**Task to complete**
Wherever a line in the records below contains "returns", copy that line.

[Items listed in a dataset]
Content starts

PR #883, opened 2026-08-24
fix(tailscale): propagate init-script failures and bound command runtime

AndrewMoryakov:
## Problem

`S98tailscaled` reports success regardless of what happened:

- `start` prints `FAIL` without a non-zero exit (lines 68-70)
- `stop` does `[ $? = 0 ] && (echo "OK"; rm -f "$PIDFILE") || echo "FAIL"` (line 75)
- the script ends in `exit 0` (line 89)

The only non-zero exit is the missing-binary check at the top.

Two consequences for the Go side:

- `Cli.Start()` returns `nil` even when `start-stop-daemon` never brought the daemon up, so a
  caller cannot tell a working tunnel from a dead one.
- `Cli.Stop()` returns `nil` after a failed stop and then does `os.Remove(ScriptPath)`, leaving a
  live `tailscaled` with no init script left to stop it.

A caller that stops one VPN before starting another cannot detect either case. On a device with
RAM for a single client, that is how you end up running two.

## Also: unbounded command runtime

`tailscale/cli.go` called `exec.Command("sh", "-c", …).Run()` with no context. `S98tailscaled start`
sleeps 5 seconds and then runs `tailscale set`, so a wedged daemon left the HTTP handler hanging
well past any client timeout. This adds a one-minute deadline to the init-script calls and to
`Status()`.

`Login()` is deliberately left unbounded: the command carries its own `--timeout=10m`, and the
caller reads the login URL off stderr while it runs.

## Notes

- Found while working on #759, but it is not NetBird-specific and touches no NetBird code — hence
  a separate PR. #759 currently has to word its rollback message as "rollback attempted" because
  a successful rollback cannot be distinguished from a failed one; this is what would let it say
  something definite.
- Verified locally: `go build`, `go vet`, `gofmt` clean; `sh -n` and `busybox sh -n` on the init
  script. Not tested on hardware.

### DIFF
--- a/kvmapp/system/init.d/S98tailscaled
+++ b/kvmapp/system/init.d/S98tailscaled
@@ -67,12 +67,24 @@ case "$1" in
                     tailscale set --accept-dns=false
                 else
                     echo "FAIL"
+                    exit 1
                 fi
                 ;;
         stop)
                 printf "Stopping $DAEMON: "
-                start-stop-daemon -K -p "$PIDFILE"
-                [ $? = 0 ]  && (echo "OK"; rm -f "$PIDFILE") || echo "FAIL"
+                if start-stop-daemon -K -p "$PIDFILE"; then
+                    echo "OK"
+                    rm -f "$PIDFILE"
+                elif pidof "$DAEMON" >/dev/null 2>&1; then
+                    # A failed stop with the daemon still alive must not report
+                    # success: callers use the exit status to decide whether it
+                    # is safe to start something else.
+                    echo "FAIL"
+                    exit 1
+                else
+                    echo "OK"
+                    rm -f "$PIDFILE"
+                fi
                 printf "cleaning tailscaled: "
                 /usr/sbin/$DAEMON --cleanup >/dev/null 2>&1
                 [ $? = 0 ] && echo "OK" || echo "FAIL"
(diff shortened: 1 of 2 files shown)


AndrewMoryakov:
Closing this myself — review found the central fix does not work.

`start-stop-daemon -K` returns 0 as soon as it has *sent* the signal, not when the process has
exited. Measured on busybox 1.37 against a process with `trap '' TERM`:

    stopped process in pidfile 'real.pid' (pid 173091)
    start-stop-daemon -K returned rc=0
    process still alive

So the `pidof` branch I added sits behind a condition that only holds when there was nothing to
kill. The real "stop failed, daemon still running" case takes the success branch, prints OK,
removes the pidfile and exits 0 — exactly the behaviour this PR claimed to fix.

Three regressions on top of that, all reachable without any fault:

- `start-stop-daemon -S` without `-o` returns 1 when the daemon is already running, so the added
  `exit 1` turns a harmless repeat "Start" from the UI into a user-visible error.
- The new `exit 1` in `stop` skips `tailscaled --cleanup` and makes `Cli.Stop()` return before
  `os.Remove(ScriptPath)`, which leaves an init script pointing at a binary that Uninstall has
  already deleted.
- The command timeout signals `sh`, not the init script it spawns, so the script runs on after Go
  has reported failure — the timeout answers wrongly exactly when it fires.

And the stated motivation ("a caller that stops one VPN before starting another") describes code
that lives in #759, not in `main`. Without that caller there is little reason to touch this script
at all yet.

`S95nanokvm` already has a `wait_for_exit` helper that does the polling this needs. I will come
back to it with that, and with a caller that justifies it, if #759 lands. Sorry for the noise.

PR #888, opened 2026-08-27
perf(stream): share H264 capture frames & enhance H264(Webrtc) frame rate

watermeko:
## Summary

- Share a single H.264 capture source between Direct and WebRTC streaming.
- Reduce unnecessary runtime dependencies from `libkvm.so`.

## Details

The Direct and WebRTC streaming paths previously read H.264 frames independently from the same encoder queue. When both modes were active, consumers could compete for frames and receive incomplete streams.

This change routes both paths through a shared H.264 source so the encoder is read only once per frame.

Each H.264 subscription now uses a bounded non-blocking hand-off. If a subscriber falls behind and its queue overflows, buffered frames are discarded and that subscriber waits for the next keyframe before receiving P-frames again. This prevents a slow WebRTC consumer from applying backpressure to the shared source and interrupting Direct viewers.

The WebRTC interceptor configuration is kept intentionally narrow:

- NACK generation and response are enabled for packet-loss recovery.
- RTCP Sender and Receiver Reports are enabled.
- TWCC and unrelated default interceptors are not enabled because they add significant CPU overhead on the target device and are not currently consumed by the application.

The RTP packetization MTU is set to `1200` to remain safe across IPv6, TURN, VPN, and other paths with reduced MTU.

The `libkvm.so` link now uses `--as-needed`. This removes unused OpenCV dependencies from the final ELF, including `libopencv_video.so.409`, without affecting the OpenCV symbols used by the library.


yuzi-co:
Sharing one capture between the two H.264 paths is the right idea. `direct/streamer.go` and `webrtc/manager.go` each run their own ticker and each call `ReadH264` on the same encoder, so two viewers on different modes make two readers compete for one frame queue and each gets a subset. Worth fixing.

Three things I would look at before this lands.

**A slow WebRTC peer stalls the direct viewers.** `H264Subscription.send` selects on `s.frames <- frame` and `<-s.done` with no default, so it blocks whenever the 4-deep channel is full. Behind it, `sendVideoStream` does `samples <- sample` on a 1-deep channel that the writer goroutine drains with a track write. So one peer on a bad link fills `samples`, which blocks `sendVideoStream`, which stops draining `subscription`, which fills `frames`, which blocks `H264Source.run`. The direct viewers share that loop, so they stop getting frames too. The old code had each path independently bounded by its own ticker, so this is a new coupling rather than a pre-existing one.

A non-blocking hand-off fixes it: a one-deep slot per subscriber that either refuses a frame while one is pending or replaces it, and a counter for what was dropped. The subscriber that fell behind then needs a keyframe, which the source already knows about from `result == 3`.

**`libopencv_video.so.409` is not a dependency of `libkvm.so`.** The committed library records it in `DT_NEEDED`, but nothing in it is used. Checked against the exact binary this PR adds:

```
libkvm.so undefined symbols:       320
libopencv_video exported FUNCs:    694
intersection:                        0
```

The entry comes from MaixCDK: its `vision` component requires the whole `opencv` package, so the linker writes one `NEEDED` per opencv module whether or not a symbol is taken from it. On the device it resolves from `/usr/lib` and drags in `libopencv_dnn`, `libopencv_calib3d`, `libopencv_features2d` and `libopencv_flann` behind it, so the loader maps about 6 MB that nothing calls, on a board with roughly 158 MB of usable RAM after the ION carveout.

I understand why the file is here: the cross-linker reports every dependency as `not found` without it. Removing the spurious entry does the same job and costs no repository space:

```
patchelf --remove-needed libopencv_video.so.409 libkvm.so
```

**The frame rate gain is partly loss repair being switched off.** `webrtc.WithInterceptorRegistry(&interceptor.Registry{})` replaces the default registry with an empty one, which takes out the NACK responder and TWCC along with everything else. Higher throughput on a clean link, nothing to repair a dropped packet on a link that is not clean. If the goal is only to stop the default interceptors re-packetising, `RegisterDefaultInterceptors` on a registry with the parts you want is narrower than an empty one. Same question for dropping the `playout-delay` extension: worth saying in the description that the 60 FPS number is measured with those off.

For context, `MaxPacketSize` going 1200 to 1450 is above the 1280 byte IPv6 minimum MTU, so a v6 path without PMTUD working will fragment or drop these.

watermeko:
@yuzi-co Your response has been very helpful! I’ll take your advice and submit more suitable code later.

PR #891, opened 2026-09-02
perf(kvm_system): reduce network probe overhead

dormancygrace:
## Summary

- read the default gateway directly from `/proc/net/route` instead of spawning `ip | grep | grep | awk`
- write the OLED Wi-Fi state file directly and only when its value changes
- probe gateways at most once every 10 seconds and invoke BusyBox `ping` without a shell
- bound and sanitize reads from `/etc/kvm/gateway`
- retry `waitpid` after `EINTR` so an interrupted probe cannot leave a zombie child

## Why

On a NanoKVM PCIe running app 2.5.0, tracing idle `kvm_system` showed that its one-second state loop repeatedly launched shells for route lookup, Wi-Fi-state writes, and gateway pings. The device created 38 processes and performed 9,239 context switches in a 10-second idle sample. Using the existing `/etc/kvm/stop_ping` escape hatch reduced those samples to 13 processes and 7,234 context switches, confirming that network-state polling contributes measurable idle overhead on the single-core C906.

This keeps the existing reachability semantics while doing the cheap state checks in-process and reducing the frequency of the comparatively expensive external probe.

## Validation

- `git diff --check`
- Full release-package build passed at commit `501f0f0`: https://github.com/dormancygrace/NanoKVM/actions/runs/33735219617
- Verified the generated BusyBox invocation (`ping -I wlan0 -c 1 -W 1 <gateway>`) on NanoKVM hardware.
- Installed a combined build containing this PR on the device. Before the fix, a 4-second process trace showed four shells running `echo 1 > /kvmapp/kvm/wifi_state`; after the fix, the same 5-second `strace -f -e process` sample contained zero process-creation syscalls while `wifi_state` remained correct.

### DIFF
--- a/support/sg2002/kvm_system/main/lib/system_state/system_state.cpp
+++ b/support/sg2002/kvm_system/main/lib/system_state/system_state.cpp
@@ -2,6 +2,7 @@
 #include "system_state.h"
 #include "vi_state_shared.hpp"
 #include <arpa/inet.h>
+#include <errno.h>
 #include <fcntl.h>
 #include <time.h>
 #include <sys/wait.h>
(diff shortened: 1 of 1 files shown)


dormancygrace:
Superseded by #911. The network probe, Wi-Fi module selection, and runtime-state changes are now one clean current-main PR with their combined tests and dependency notes.

dormancygrace:
Superseded by #911. The network probe, Wi-Fi module selection, and runtime-state changes are now one clean current-main PR with their combined tests and dependency notes.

Content ends

**Reply to the task**
- `Cli.Start()` returns `nil` even when `start-stop-daemon` never brought the daemon up, so a
- `Cli.Stop()` returns `nil` after a failed stop and then does `os.Remove(ScriptPath)`, leaving a
`start-stop-daemon -K` returns 0 as soon as it has *sent* the signal, not when the process has
- `start-stop-daemon -S` without `-o` returns 1 when the daemon is already running, so the added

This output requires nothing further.